Screening, diagnostic testing, and tests for cure each have different goals. Screening tests are undertaken in asymptomatic persons to provide treatment, limit sequelae, and prevent transmission. Diagnostic tests are performed in symptomatic persons to direct treatment at a specific pathogen and eliminate the organism. Tests of cure are undertaken to confirm the eradication of pathogens. Recommendations for each type of testing are typically grounded in a robust body of evidence. As with MG, potential benefits must be weighed against potential harms when there is less robust evidence.

Screening

Screening at-risk women for gonorrhoea and chlamydia is recommended in the United States because infections are frequently asymptomatic; robust data exist on risk for sequelae from untreated infections; effective treatment is readily available; and, for chlamydia, data from a randomised trial demonstrated decreased risk for PID in persons screened and treated. MG meets only 1 of these criteria: infections are frequently asymptomatic (≈30%–60% in clinic populations). Data on the risk for sequelae from untreated MG infections in women are less robust than data for chlamydia.

Prospective studies of sequelae in women are limited, challenging our ability to infer cause.
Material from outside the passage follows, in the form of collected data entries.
PR #2254, opened 2022-09-08
Grt improve repair antennas

luis201420:


src/grt/src/fastroute/src/FastRoute.cpp
```diff
@@ -309,6 +309,11 @@ void FastRouteCore::clearRoute(const int netID)
   newRipupNet(netID);
 }
 
+void FastRouteCore::clearAllRoute(const int netID)
+{
+  releaseResourcesNet(netID);
```
maliberty, line 314: Why the indirection?

src/grt/src/fastroute/src/RipUp.cpp
```diff
@@ -443,6 +443,53 @@ bool FastRouteCore::newRipup3DType3(const int netID, const int edgeID)
...
+
+    for (int i = 0; i < routeLen; i++) {
+
+      if(gridsL[i] != gridsL[i + 1])
+        continue;
+
+      else if (gridsX[i] == gridsX[i + 1]) {  // a vertical edge
+
+        const int ymin = std::min(gridsY[i], gridsY[i + 1]);
+        if (v_edges_[ymin][gridsX[i]].usage >= edgeCost)
```
maliberty, line 468: Get v_edges_[ymin][gridsX[i]] and store it in a reference variable instead of repeatedly looking it up.  Same in the horiz case.  I think you could collapse the H/V cases by doing so

maliberty, line 468: Is it an error if the usage doesn't exceed the edgeCost?

luis201420: When the usage does not exceed the edgeCost and we subtract it, it becomes (~2^16), this is because the usage variable is unsigned.

maliberty: When is usage less than edgeCost?

maliberty: Please answer this question as this seems like a bug that usage would be less than the cost of a routed edge.

maliberty:
Do you have any measurement of the runtime improvements for small changes?

src/grt/src/fastroute/src/FastRoute.cpp
```diff
@@ -309,6 +325,16 @@ void FastRouteCore::clearRoute(const int netID)
   newRipupNet(netID);
 }
 
+void FastRouteCore::clearAllRoute(const int netID)
```
eder-matheus, line 328: Perhaps `clearNetRoute` is a better name.

src/grt/src/fastroute/src/RipUp.cpp
```diff
@@ -443,6 +445,47 @@ bool FastRouteCore::newRipup3DType3(const int netID, const int edgeID)
   return true;
 }
 
+void FastRouteCore::releaseResourcesNet(const int netID)
```
eder-matheus, line 448: `releaseNetResources`?

src/grt/src/fastroute/src/RipUp.cpp
```diff
@@ -443,6 +445,47 @@ bool FastRouteCore::newRipup3DType3(const int netID, const int edgeID)
...
+    Edge* edge;
+    Edge3D* edge_3D;
+
+    for (int i = 0; i < routeLen; i++) {
+
+      if(gridsL[i] != gridsL[i + 1])
+        continue;
+
+      else if (gridsX[i] == gridsX[i + 1]) {  // a vertical edge
+
```
eder-matheus, line 470: clang-format here. You don't need the new line.

eder-matheus (changes requested):

src/grt/src/fastroute/src/RipUp.cpp
luis201420: There were parts of the code that were not updating the usage value, I updated and fixed the bug.

maliberty:
@vvbandeira there is something very odd going on in the CI here.  Please take a look when you can.

maliberty:
@luis201420 In the build I see the error:
```
 > git rev-parse --verify HEAD # timeout=10
No valid HEAD. Skipping the resetting
```
https://confluence.atlassian.com/fishkb/setting-a-valid-head-on-your-git-repository-260772024.html talks about how to fix the HEAD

There is no evidence of adverse sequelae in men, although such data are sparse. Given the high rates of macrolide resistance and the advent of fluoroquinolone treatment failures, effective treatment is not readily available for all infected persons (see section on antimicrobial therapies). Finally, randomised controlled trials evaluating whether screening and treating MG infections could prevent PID and perinatal complications are costly; none have been undertaken despite the articulated need. Some population subgroups have a higher risk for PID, and screening and treatment in those subgroups might yield greater benefits, but this possibility has not been assessed.
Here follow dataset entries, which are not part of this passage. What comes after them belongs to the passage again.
PR #2258, opened 2022-09-09
Adding obstructions shapes to write_abstract_lef

niv280:
The write_abstract_left is dumping the shapes rects obstruction instead of the whole layer rect.
The new steps:

1. collect all the shapes per layer
2. Bloat all the shapes
3. Merged all the shapes if overlap ( per layer)
4. Shrink back the merged polygon
5. Decomposed the polygon into rects

( The process is in the image below)

The size of the bloat can be determine by the user ( with the -bloat flag), adding it also in the tcl procs, while the default amount is 2*pitch.

This is my first PR, so if there is any comment, suggest for improvement please let me know and I will work to improve it.

image


QuantamHD:
Super cool stuff! I wrote the original version of this code, and it's so cool to see it improved

arlpetergadfort (changes requested):
I'll take a first stab at a review. This was just a cursory check. You will definitely need to include a unit test to ensure this works.
Is there a particular benefit derived from merging the shapes?

maliberty:
I wrote an abtrace for ng45/gcd and I see
```
	 LAYER metal4 ;  
	   RECT 0.0 0.0 70.11 70.0 ;  
	 LAYER metal5 ;  
	   RECT 0.0 0.0 70.11 70.0 ;  
	 LAYER metal6 ;  
	   RECT 0.0 0.0 70.11 70.0 ;  
	 LAYER metal7 ;  
	   RECT 0.0 0.0 70.11 70.0 ;  
	 LAYER metal8 ;  
	   RECT 0.0 0.0 70.11 70.0 ;  
	 LAYER metal9 ;  
	   RECT 0.0 0.0 70.11 70.0 ;  
	 LAYER metal10 ;  
	   RECT 0.0 0.0 70.11 70.0 ;  
```
which makes no sense since those layer are mostly empty but here they are fully blocked.  How have you tested this?

src/odb/src/lefout/lefout.cpp
```diff
@@ -135,32 +137,104 @@ void lefout::writeHeader(dbBlock* db_block)
...
+    } else if (strcasecmp(tech_layer->getDirection().getString(),"VERTICAL")) {
+      polySet.get_rectangles(rects, boost::polygon::HORIZONTAL); 
+    } else if (strcasecmp(tech_layer->getDirection().getString(),"NONE")) {
+      polySet.get_rectangles(rects); 
+    }
+
+    // Add the new rects to the obstructions map
+    obstructions.erase(tech_layer); 
+    for (const auto& rect : rects) {
+      dbObstruction* new_obs = dbObstruction::create(block,
```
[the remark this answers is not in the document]
maliberty: This seems to be a mistake and a local type should be used as these are just transient to the construction of the final OBS

src/odb/src/lefout/lefout.cpp
```diff
@@ -135,32 +137,104 @@ void lefout::writeHeader(dbBlock* db_block)
...
+
+    int pitch = tech_layer->getPitch();
+
+    // Compose all the rects in the layer to merged polygon with bloat
+    boost::polygon::polygon_90_set_data<int> polySet;
+    for (dbObstruction* obs : obstructions_per_layer) {
+      Rect rect = obs->getBBox()->getBox();
+      boost::polygon::polygon_90_set_data<int> poly;
+      poly = boost::polygon::rectangle_data<int>{rect.xMin(), rect.yMin(), rect.xMax(), rect.yMax()};
+      polySet += poly.bloat(bloat*pitch,bloat*pitch,bloat*pitch,bloat*pitch);
```
maliberty, line 180: compute bloat*pitch once and put it in a const variable

maliberty:
You are pretty close to having it right.  Thanks for working on this.

src/odb/src/lefout/lefout.cpp
```diff
@@ -36,6 +36,8 @@
 #include <stdio.h>
 
 #include <algorithm>
+#include <boost/polygon/polygon.hpp>
+#include <iostream>
```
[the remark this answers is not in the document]
niv280: No need, that was for debug, I will remove it.

src/odb/src/lefout/lefout.cpp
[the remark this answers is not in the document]
niv280: Yes, It was easy to started with the dbObstruction object just because it contain dbBox object and so I can use the writeBox without adding new write function.

I changed the values of the obstructions map to contain Rect objects and I modify the writeBox function to work with dbBox and Rect, I hoping it's ok in that way

niv280:
Hi, I have fixed the issues that you mention.

src/odb/src/lefout/lefout.cpp
```diff
@@ -135,32 +138,81 @@ void lefout::writeHeader(dbBlock* db_block)
   writeUnits(/*database_units = */db_block->getDbUnitsPerMicron());
 }
 
-void lefout::writeObstructions(dbBlock* db_block)
+void lefout::writeObstructions(dbBlock* db_block, int bloat_factor)
 {
-  std::set<dbTechLayer*> obstruction_layers;
-  getTechLayerObstructions(db_block, obstruction_layers);
+  std::map<dbTechLayer*,std::set<Rect*>> obstructions;
```
maliberty, line 143: Just use a std::set<Rect> and drop the indirection.  As written the code will leak all the Rect objects.

src/OpenRoad.tcl
```diff
@@ -111,14 +111,19 @@ proc write_def { args } {
...
 }
 
-sta::define_cmd_args "write_abstract_lef" {filename}
+sta::define_cmd_args "write_abstract_lef" {[-bloat amount] filename}
 
 proc write_abstract_lef { args } {
-  sta::parse_key_args "write_abstract_lef" args keys {} flags {}
+  sta::parse_key_args "write_abstract_lef" args keys {-bloat} flags {}
+
+  set bloat 2
```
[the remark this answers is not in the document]
maliberty: I disagree on this point.  The current behavior is not equivalent to zero and it isn't a good default as it will produce overly detailed abstract (really no abstraction at all).
@arlpetergadfort would you comment further on your thoughts?

maliberty:
for ng45/gcd the blockage for metal3 under various bloat choices:
0: 
image

2: 
image

5:
image

15:
image

The last looks like a reasonable model.  I think the others are too detailed.  I'm curious what others think...

src/odb/src/lefout/lefout.cpp
```diff
@@ -135,32 +138,81 @@ void lefout::writeHeader(dbBlock* db_block)
...
+    }
+  }
+}
+
+void lefout::getObstructions(
     dbBlock* db_block,
-    std::set<dbTechLayer*>& obstruction_layers) const
+    std::map<dbTechLayer*, std::set<Rect*>>& obstructions) const
 {
   for (dbNet* net : db_block->getNets()) {
```
maliberty, line 208: There is a pre-existing issue here that becomes more important with this change.  You are not picking up and shapes from instances that acts as obs as well.  You can see it by looking at m1 which only shows the power straps.

You should add a loop over db_block->getInsts() and add the pins and obs shapes to obstructions

maliberty:
Rather than gather all the obs and then merge them it would be better to merge them as you go.  The set of objects to be merged could be huge on a large design.

src/odb/src/lefout/lefout.cpp
niv280: I don't sure that I understand, can you elaborate?

maliberty: You calling 'new Rect' but never delete on those objects. 

However I think it would be best to drop Rect altogether and use polygon_90_set_data<int> here and directly add the shapes as I mentioned elsewhere.

niv280: Got it, yes in that way I could merge the rects on the way and not in the end as you wrote below.

maliberty: Note that you could bloat the rects as you add them rather than bloating the whole set at the end.  The shapes will merge earlier that way potentially reducing memory usage.

rovinski:
This is an interesting abstract strategy but generally it seems undesirable. For most macros being abstracted, you want to mark any internal layers as "cover" blockages - the entire layer is covered with a blockage if any shapes exist on that layer. The reasons for this are that:

1, Computation is easier for the router
2. The LEF file size is reduced
3. It disallows routing near the internal nets of the macro, which could cause signal integrity violations that won't be caught by almost any other means.
4. Most macros should be metal filled before abstracting to ensure that the extracted parasitics and therefore timing models are accurate. In this case, the layer will be entirely blocked anyways.

It seems this PR changes the default abstraction method to bloating. I definitely think that if there is no bloating, the old method (which I believe is "all layers are cover layers") should be used.

src/OpenRoad.tcl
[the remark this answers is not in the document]
arlpetergadfort: @maliberty i was wrong. I agree with @rovinski that the 0 bloat behavior should revert to the current implementation. That is what I meant.

arlpetergadfort:
> for ng45/gcd the blockage for metal3 under various bloat choices: 0: image
> 
> 2: image
> 
> 5: image
> 
> 15: image
> 
> The last looks like a reasonable model. I think the others are too detailed. I'm curious what others think...

15 looks better. Is there a good way to determine the largest bloat factor that would basically create a single sheet for each layer?

maliberty:
I think it is reasonable to have an option to just block the entire area as we do currently.  I think that is a different option than -bloat_factor and a different 'algorithm'.

maliberty:
1, Computation is easier for the router
> the point of the bloating is to trade off simplicity versus accuracy.  Its why I objected to bloat 0.
2. The LEF file size is reduced
> Same as above
3. It disallows routing near the internal nets of the macro, which could cause signal integrity violations that won't be caught by almost any other means.
> We can easily add a final bloat option to increase the spacing as desired.
4. Most macros should be metal filled before abstracting to ensure that the extracted parasitics and therefore timing models are accurate. In this case, the layer will be entirely blocked anyways.
> Not if you want to be able to route through the area in question which is a goal here.  Additional spacing / shielding removes most of the RC extraction concerns (inter-layer effects are still possible but can be conservatively modelled as they are smaller).

rovinski:
I'm not objecting to the functionality as long as the default behavior of `write_lef_abstract` is to generate obstructions for the whole layer. I think bloating is very useful in perhaps a few circumstances.

An ideal interface to me would look like
```
write_lef_abstract [-bloat_factor bloat_factor [-layers {layers}]]
```
Examples:
```
# Write an abstract LEF with cover obstructions on each layer
# There are still cutouts for pins
write_lef_abstract

# Write an abstract LEF with bloat factor of 15 on each layer
write_lef_abstract -bloat 15

# Write an abstract LEF with bloat factor of 15 on M4, M5
# All other layers use cover obstructions
write_lef_abstract -bloat 15 -layers {M4 M5}

# Write an abstract LEF with bloat factor of 15 on M4, M5
# Bloat factor of 0 on M6, M7
# All other layers use cover obstructions
write_lef_abstract -bloat 15 -layers {M4 M5} -bloat 0 -layers {M6 M7}
```

maliberty:
There is no need for pin cutouts unless they are not on the macro edge

rovinski:
> There is no need for pin cutouts unless they are not on the macro edge

It would be nice for consistency/compatibility with other abstracting/P&R tools. It is standard for IP to have pin cutouts.

maliberty:
> > There is no need for pin cutouts unless they are not on the macro edge
> 
> It would be nice for consistency/compatibility with other abstracting/P&R tools. It is standard for IP to have pin cutouts.

It is perhaps common but it isn't standard - you can see plenty of cases where that isn't true.  lef/def specifically allow you to access pins covered by an obs.

maliberty:
Do we really need layer specific bloating?  I'd rather not add complexity unless someone will actually use it.

rovinski:
What if someone doesn't want to allow routing on lower layers but is fine with routing on upper layers?

An example: top-level power mesh is on M6-M7. Signal routing is on M1-M5. Designer is fine with allowing external signals to pass through on M6-M7 but doesn't want signals passing through M1-M5.

Doing all-or-nothing bloating for the whole block seems like kind of extreme.

rovinski:
Just speaking personally, I would use this feature if I could free up routing resources on upper layers. I would probably not use it if I couldn't block all of the lower layers.

maliberty:
Ok if there is value we should add it.  I am also ok to push it into a follow on PR.

QuantamHD:
You should update the src/README as this change would make the warning there obsolete.

src/odb/src/lefout/lefout.cpp
niv280: I should block the entire inst or only his obs with inst->getBBox()->getObstructions?

niv280: The obstructions of the insts is the nets/wires of the insts? same as the nets of the block?

maliberty: The instances are in addition to the nets.  pins & obs of instances also block routing just like nets do.

maliberty: For example in this area these are the shapes belonging to nets:
image
but there are also these shapes belonging to the instance:
image

niv280:
Hi,
I did some changes:

1.  Merge the polygon as we go, which supposed to easier for large design.
2. I added insts ITerms to the obstructions
3. Added the insts obstructions to the lef ( I am not sure about this one, please let me know if that what you meant )

There was other discussion about the this, but I don't understand what the conclusion, If you rather to do some change of the bloat_factor default please let me know.

maliberty:
There is a request to have an option for the old behavior.  I don't like calling that '-bloat 0' and suggest we just add a different option like -block_occupied_layers.  In a later PR we can allow users to choose the new or old style on a per layer basis.

niv280:
So what is the next step here?
Should I add this option to this PR and the next one?
Any change needed regarding the previous requests?

maliberty:
I think you should add that change here as otherwise it would represent a loss of functionality for those who prefer the older style.   Also you need to fix the CI errors.

niv280:
I added the bloat_occupied_layers option, to cover the whole layer same as the previous functionality.

I would like to get some help with the CI errors, it seems that the build of the project are ok but it failed on certain test ( TestGuide) with undefine reference for dbITermShapeItr.
I don't understand why it's failing since all the correct include are there and the build don't throw error on this.

maliberty:
The dependencies in odb are off.  I'll fix that up and you can merge afterwards.

maliberty:
If you merge master to your branch this problem should be fixed (after you resolve the merge conflicts).

niv280:
I merge with master and it looks like it passing now, except the lef test that failed as expected.

maliberty:
For the LEF tests - please verify that the new results are correct and update the test.  You can use the save_ok script to do so.

niv280:
Added the new LEF for test

src/odb/test/gcd_abstract_lef.ok
```diff
@@ -10,4 +10,6 @@
 [INFO ODB-0132]     Created 2 special nets and 3754 connections.
 [INFO ODB-0133]     Created 439 nets and 1193 connections.
 [INFO ODB-0134] Finished DEF file: data/gcd/gcd_nangate45_route.def
-No differences found.
+Differences found at line 808.
+     RECT  10.07 34.915 20.56 35.085 ;
+    RECT  0 0 100.13 100.8 ;
```
rovinski, line 15: You need to update the lefok file, The log should not have any differences found.

src/odb/test/gcd_abstract_lef_with_power.ok
```diff
@@ -10,4 +10,6 @@
 [INFO ODB-0132]     Created 2 special nets and 3754 connections.
 [INFO ODB-0133]     Created 439 nets and 1193 connections.
 [INFO ODB-0134] Finished DEF file: data/gcd/gcd_nangate45_route_with_power_pins.def
-No differences found.
+Differences found at line 462.
+     RECT  10.07 34.915 20.56 35.085 ;
+    RECT  0 0 100.13 100.8 ;
```
rovinski, line 15: Same

niv280:
I used the save_ok script to change the log too.
But the DCO check always failed even when I use git commit -s, any idea why?

maliberty:
Most likely you have a commit that was unsigned.  DCO checks all commits.

niv280:
Thank, it worked.
The commit pass the tests.

src/odb/test/cpp/TestGuide.cpp
```diff
@@ -11,6 +11,7 @@ BOOST_AUTO_TEST_SUITE(test_suite)
 
 BOOST_AUTO_TEST_CASE(test_default)
 {
+  cout << "here" << endl;
```
maliberty, line 14: Remove

maliberty:
remove src/odb/src/swig/python/.CMakeLists.txt.swo & src/odb/src/swig/common/.odb.i.swp

src/odb/include/odb/db.h
```diff
@@ -1009,8 +1009,8 @@ class dbBlock : public dbObject
   //
   // Utility to save_lef
   //
-  // void dbBlock::saveLef(char *filename);
-  void saveLef(char* filename);
+  // void dbBlock::saveLef(char *filename, int bloat, bool bloat_occupied_layers);
```
maliberty, line 1012: remove commented line

maliberty (changes requested):

maliberty:
re: the discussion of having an option for the old behavior - is that implemented?

niv280:
Done.

> re: the discussion of having an option for the old behavior - is that implemented?

Yes, I added the option to use the bloat_occupied_layers flag, and in that way the whole Layer will be cover in the OBS.
I tested it and the results is the same as the previous lef.

maliberty (approved):

src/OpenRoad.tcl
```diff
@@ -121,14 +122,23 @@ proc write_lef { args } {
   ord::write_lef_cmd $filename
 }
 
-sta::define_cmd_args "write_abstract_lef" {filename}
-
 proc write_abstract_lef { args } {
-  sta::parse_key_args "write_abstract_lef" args keys {} flags {}
+  sta::parse_key_args "write_abstract_lef" args keys {-bloat_factor} flags {-bloat_occupied_layers}
+
+  set bloat_factor 0
```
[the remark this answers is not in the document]
niv280: I changed it to 0 as someone else suggested here, but that was before the additional option for the old behavior.
I changed it back to two tracks, do you want it to be bigger value?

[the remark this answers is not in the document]
maliberty: I think that's ok for now.  I expect we will want to make some post-processing passes in the future that tries to optimize further  (remove holes, square up the edges, etc).

maliberty:
Changing the default makes the tests fail so you'll have to update them again

niv280:
> Changing the default makes the tests fail so you'll have to update them again

Yes, forgot about it.
I'm running it now.

maliberty:
@arlpetergadfort I believe your concern about the old mode is addressed by -bloat_occupied_layers.  Since you are out I'm going to merge and if you have further concerns we can address them when you are back.

niv280:
Thanks!
Sure I will be happy to keep contributing.
Can you suggest on what I could working on next?
I rather to work on something new other then the write_lef for now.

maliberty:
Some ideas that come to mind
- GUI performance (opengl, caching, etc)
- odb code generator could be improved / used more broadly (more automated generation of database code)
- dpo (detailed placement optimization) has a simple hard coded recipe; explore the possibilities looking for improvements
- General software improvements - Coverity issues, logger usage, valgrind
If you have specific interests there are always more things that need doing.

niv280:
dpo is sound very intersting but I hope that is something that I will able to handle with.
Also after the write_lef adventure I was starting to familiar the odb db types, so that also be an option.

BTW, there is another place that we can discuss about it?

maliberty:
I'm on the skywater slack (Matt Liberty)

rovinski:
This PR added tests for the new behavior but removed the tests for the old behavior. Should we have tests for that?

rovinski:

Benefits of Screening for M. genitalium

Screening and effectively treating asymptomatic persons for MG could reduce transmission and population-level prevalence. However, reductions in prevalence after implementing screening programs for sexually transmitted infections do not always occur, as demonstrated by increasing chlamydia prevalence in the United States. Some declines in PID have offset this increase, although PID rates have slightly increased in recent years. If identified infections could be effectively treated while minimising the selection of resistance, screening could reduce the likelihood of transmitted resistance, leading to subsequent reductions in the population-level prevalence of antimicrobial resistance.

Harms of Screening

If asymptomatic infections do not cause sequelae, screening and treatment will result in unnecessary antibiotic exposure. On an individual level, antibiotics might disrupt a person’s microbiota and lead to other health conditions. And adverse effects associated with antibiotics are occasionally serious. On a population level, more widespread antibiotic use speeds the emergence. And spread of antimicrobial resistance, and multidrug-resistant MG infections are often refractory to treatment. Anecdotal reports suggest that treatment-refractory infections can lead to anxiety and depression that would not occur in the absence of screening. Consistent with earlier assessments, screening asymptomatic persons for M. Gen is not recommended in the 2021 CDC Sexually Transmitted Infections Treatment Guidelines.